Coca-Cola bir yandan değişirken tüketicilerin beklentileri de oldukça hızlı bir şekilde değişiyor. Bugünün tüketicilerini markalarla duygusal bağ kurma anlamında değerlendirdiğinizde neler söyleyebilirsiniz? Temel beklentileri neler? Ürün ve hizmet kalitesi mi daha önemli yoksa markanın ürettiği içerikler mi?

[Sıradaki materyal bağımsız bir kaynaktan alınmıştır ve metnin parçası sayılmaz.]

PR #616, opened 2017-01-12
Add apt-get update in raspberry.sh script

alexbarcelo:
Just tried this script and realized that it is likely that it will fail because the apt index is not up to date.

The trivial fix seems to be to add an `apt-get update` before the package installation. It should be harmless also.

> Don't forget to add the change to CHANGELOG.md.

It is worth doing so? Not sure how to change it, or if it needs change at all. Shame on me :(


alexbarcelo:
Ok, seems non-trivial because just found the apt-get update... multiple ones... will double-check the expected behaviour. It failed for me the first time, also the second one (after the first manual `apt-get update`) and then a third time "worked" and did multiple updates (???)

Sorry for the noise!

installers/raspberry.sh
```diff
@@ -36,6 +36,10 @@ fi
 function version_gt() { test "$(echo "$@" | tr " " "\n" | sort -V | head -n 1)" != "$1"; }
 function command_exists () { type "$1" &> /dev/null ;}
 
+# Update before first apt-get
+echo -e "\e[96mUpdating packages ...\e[90m"
+sudo apt-get update || exit
```
roramirez: Is not neccesarry exit here.

alexbarcelo: You are right. Just copied the next-line `install`, but it is conceivable the scenario where the packages are installed, the `update` may fail but the overall `install` process may work.

roramirez: Better prevent the fail by update in repository.  With simple apt-get update It's enough

PR #625, opened 2017-01-17
Replace HTML tables with Markdown tables

tosti007:
Replace the HTML tables with Markdown tables for all the README.md files in all the default modules


MichMich:
Awesome. Could you add an updated changelog file?

tosti007:
I didnt really change anything, only changed html into markdown, should i add that?

tosti007:
A sidenote: For the weather modules it wasn't possible to put the whole default icon table into the list, so I added it underneath the table instead

MichMich:
Yeah, than peace can see all the effort that is put in ... ;)

tosti007:
Fair enough, but I just found out that I didn't use the developer branch as main branch. Any idea how I can get the new changelog file without messing up this whole pull request? (yes i am a github rookie)

tosti007:
If I just edit a random line in the changelog of the master branch it won't go well with the edits of the developer branch

PR #652, opened 2017-01-25
Electron issues

roramirez:


MichMich:
Thanks! Doesn't this mean we need to update some documentation and the end message of the installer?

roramirez:
No, is not necessary. The instructions in installer message and the documentation are still working.

PR #659, opened 2017-01-28
fix module hidden status

Jopyth:
Did not create an issues for this, since I do not think it is necessary.

Previously the module status was changed before actually showing the module, and if lock strings prevented it from being shown, the `module.hidden` value was incorrectly `false`.


MichMich:
Thanks!

PR #3584, opened 2024-10-11
[core] test electron v32 and electron rebuild

bugsounet:
test deps: nan v2.22.0 and electron v32


bugsounet:
@khassel , it's green ;)

PR #3585, opened 2024-10-11
add address and ipWhitelist to all test configs

khassel:
All test configs have been updated to allow full external access, allowing for easier debugging (especially when running as a container)

### DIFF
--- a/CHANGELOG.md
+++ b/CHANGELOG.md
@@ -19,6 +19,7 @@ _This release is scheduled to be released on 2025-01-01._
 
 - [repo] reactivated `stale.yaml` as github action to mark issues as stale after 60 days and close them 7 days later (if no activity)
 - [core] Update electron dependency to v32 (test electron rebuild)
+- [tests] All test configs have been updated to allow full external access, allowing for easier debugging (especially when running as a container)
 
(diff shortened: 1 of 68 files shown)


sdetweil:
just added 6 configs today, sorry

khassel:
> just added 6 configs today, sorry

on your fork or here?

sdetweil:
on my fork.  i'll fix it..

sdetweil:
one other thing, relative to test..
I was trying to do individual tests, via npm start with MM_CONFIG_FILE=test/configs/....
but
the test  path isn't enabled unless JEST is running.. (so couldn't load the ics file) 
so had to define that env var (as something) to get the path 
was worried about other side effects

khassel:
> the test path isn't enabled unless JEST is running.. (so couldn't load the ics file)

I added this with the last release and can revert it (with another PR) if you want. I didn't think of your use case

sdetweil:
I can put it back with mine, just wanted to make sure there was no other intent

khassel:
o.k., it was this change:

grafik

rejas (approved):

PR #3586, opened 2024-10-13
Re-add eslint-plugin-import

rejas:
eslint-plugin-import was missing since the switch to [v9](https://github.com/MagicMirrorOrg/MagicMirror/pull/3558). They finally [support](https://github.com/import-js/eslint-plugin-import/pull/2996) it so we can re-add it.


eslint.config.mjs
```diff
@@ -2,9 +2,11 @@ import eslintPluginJest from "eslint-plugin-jest";
 import eslintPluginJs from "@eslint/js";
 import eslintPluginStylistic from "@stylistic/eslint-plugin";
 import globals from "globals";
+import importPlugin from "eslint-plugin-import";
```
KristjanESPERANTO, line 5: Can we keep a consitant variable name pattern for plugins?

I suggest `eslintPluginImport`.

rejas: sure :-)

KristjanESPERANTO (approved):

PR #3588, opened 2024-10-19
Run and test with node 23

KristjanESPERANTO:


.github/CONTRIBUTING.md
```diff
@@ -43,7 +43,7 @@ When submitting a new issue, please supply the following information:
 
 **Platform**: Place your platform here... give us your web browser/Electron version _and_ your hardware (Raspberry Pi 2/3/4, Windows, Mac, Linux, System V UNIX).
 
-**Node Version**: Make sure it's version 18 or later (recommended is 20).
+**Node Version**: Make sure it's version 20 or later (recommended is 22).
```
rejas, line 46: v18 is still supported until april 2025 so why the bump?

KristjanESPERANTO: Since `"node": ">=20.9.0 <21 || 22` was already in the package.json we don't support v18. I didn't investigate why v18 was removed, I just adopted the rest to it.

khassel: The 2 latest releases already need node >= v20.9.0 which is a restriction of eslint.

khassel (approved):

Issue #3582, opened 2024-10-08
Wayland support


goldyfruit:
Hi,

Raspberry Pi OS Bookworm is now defaulting to Wayland and Wayfire and because of this change MagicMirror is not able to start via the standard `npm run start` as its looking for `DISPLAY` to be set which doesn't exist anymore on Wayland.

Maybe adding a `start-wayland` option to `package.json` will be a requirement in order to allow users running on modern distributions to use MagicMirror.

This is how I'm running it  and its working very well so far:

```
WAYLAND_DISPLAY="${WAYLAND_DISPLAY:=wayland-1}" ./node_modules/.bin/electron js/electron.js --enable-features=UseOzonePlatform --ozone-platform=wayland
```

Related to https://gitlab.com/khassel/magicmirror/-/issues/74

KristjanESPERANTO:
I'm running Debian 11 with Wayland but without Wayfire and I have no problems with `npm run start`. So maybe Wayfire is the "problem" and not Wayland?

goldyfruit:
I'm running "pure" Wayland _(not xwayland)_, same issue happens with Sway.

KristjanESPERANTO:
Oh okay, I just checked: Electron is running under xwayland on my system.

I'm just thinking out loud: Would it be possible to put a check into "npm run start" to see if Wayland or X is running and call the right command? This way we could also check if Windows is running (they also need another command).

bugsounet:
hmm, interesting :)

I just write a test script for test it

----
```
pi@raspberrypi:~ $ ./test.sh 
Running: Wayland
pi@raspberrypi:~ $ 
```
----
```
pi@raspberrypi2:~ $ ./test.sh 
Running: X11
pi@raspberrypi2:~ $ 
```
----

now the question is... what language to use for code it ?
bash ? or node ?

* if we use bash we have linux / mac compatibilities BUT not windows
* if we use node I think we have both compatibility

Or ... just add un new start line with something like this: `npm start wayland`, `npm start windows`

khassel:
> just add un new start line with something like this: npm start wayland, npm start windows

I think this is sufficient.

The wayland scenario is an edge case at the moment, in all raspian os images with desktop XWayland is installed which works with X11 as usual.

bugsounet:
@khassel ok ;)

@KristjanESPERANTO , do you want to code it ?  (i'm lazy mouahah)

sdetweil:
[...]

PR #3594, opened 2024-10-23
Add wayland and windows start options

KristjanESPERANTO:
This PR adds start options for Wayland and Windows.

This would solve issue #3582.

**To Do if this PR is merged:**

- [ ] Adjust [Windows section](https://docs.magicmirror.builders/getting-started/installation.html#windows) in documentation
- [ ] Add Wayland section to the documentation


KristjanESPERANTO:
I dropped the attempt to add an windows installation option for this PR.

sdetweil:
@KristjanESPERANTO if you used my shell js app it could be on install-mm

KristjanESPERANTO:
> @KristjanESPERANTO if you used my shell js app it could be on install-mm

I think it's good to handle this in different PRs. This one handles the start options and a new one could handle the installation.

khassel (approved):

khassel:
btw tested this in VirtualBox

```bash
"install-mm:windows": "cmd /c npm install --ignore-scripts --no-audit --no-fund --no-update-notifier --only=prod --omit=dev && echo 'Installing vendor files ...' && cd vendor && npm install --loglevel=error --no-audit --no-fund --no-update-notifier && echo 'Installing fonts ...' && cd fonts && npm install --loglevel=error --no-audit --no-fund --no-update-notifier",`
```

and beside a small error (should be `cd ../fonts`) it worked :)

sdetweil:
i think this could have been done together

my postinstall using my launcher 
```json
"postinstall": "node js/es.js \"npm run install-vendor && npm run install-fonts && echo MagicMirror² installation finished successfully!\n\":npm run install-vendor & npm run install-fonts & echo MagicMirror² installation finished successfully!",
```
then we don't need multiple divergent commands..  (to document and support)

sdetweil:
then we just use run mm-install
if you ran install postinstall would be the same

sdetweil:
we can do the same on start too.. 

js/es.js linux_command : windows_command

KristjanESPERANTO:
> we can do the same on start too..
> 
> js/es.js linux_command : windows_command

We would need something like this: `js/exec_script.js x11_command : wayland_command : windows_command`.

> less confusing for our users..

Yes, but different start options should not overwhelm a tinkerer. Also, when someone uses the additional commands, they should always be reminded that they are doing something that is not the default. This might help them to solve problems themselves and need less support.

Perhaps I will argue in a different direction in the future 😅. But I often have the thought that it might not be a good idea to make it too easy for our users (who are tinkerers). If we automate everything, they understand the system less and need more support. That's why I liked the decision that only the manual installation is the official one.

Elbette fiyat ve kalite satın alma kararının verilmesinde çok önemli iki etken. Ancak bunun yanı sıra tüketiciler satın aldıkları markalardan çok daha şeffaf olmalarını bekliyor artık. Tükettikleri ürüne dair kaynakları bilmek istiyorlar. Ürünün içeriğindeki maddelerin nereden geldiğini, nasıl kimyasalların kullanıldığını, ambalajların nereden satın alındığını bilmek istiyorlar. Dolayısıyla özellikle şeffaflık anlamında tüketici beklentilerinin son birkaç yılda inanılmaz bir şekilde değiştiğini söylemek mümkün. Bunun yanı sıra bir diğer önemli beklenti de müşteri hizmetleri konusunda. Bugüne kadar süreç şöyle olurdu, tüketici Cuma akşamı saat 17.05’te müşteri hizmetlerini arar, satın aldığı ürünle ilgili şikayetini bildirir, ama Pazartesi sabahı saat 9.00 olana kadar kimseden bir yanıt alamazdı. Şimdi o günler çok ama çok gerilerde kaldı. Eğer tüketicinin ürün ya da hizmetinizle ilgili bir şikayeti varsa onun yanıtını hemen almak istiyor. Bir marka olarak bu taleplere anında yanıt vermek, reaksiyon göstermek için tüm iş modelinizi değiştirmeniz gerekiyor. 7/24 online ve gerçek zamanlı yanıt vermeniz gerekiyor. Çünkü tüketiciler artık markalarla daha fazla bağ kurmak istiyor. Co-creation (birlikte yaratım) kavramını hiç olmadığı kadar fazla konuşuyoruz şimdilerde. Mesela bir keresinde “lezzet yaratıcısı” adında bir kampanya yaptık ve tüketicilerimizden kendi Coca-Cola lezzetlerini oluşturmasını istedik. Beklediğimizin çok ama çok üzerinde bir katılımla
karşılaştık. Tüketiciler güvenebilecekleri markalar arıyor. Ancak günümüzde “güven” her geçen gün daha da kırılganlaşan bir kavram haline gelmeye başladı. Bu yüzden tüketicilere yaptığınız iyi şeyleri anlatırken onu kesinlikle abartmamak gerekiyor. Aksine olabildiğince dinamik ve organik olmalı. Çünkü tüketiciler artık o hikayelerin parçası olmak, onu şekillendirmek istiyor. Onlara izin vermelisiniz.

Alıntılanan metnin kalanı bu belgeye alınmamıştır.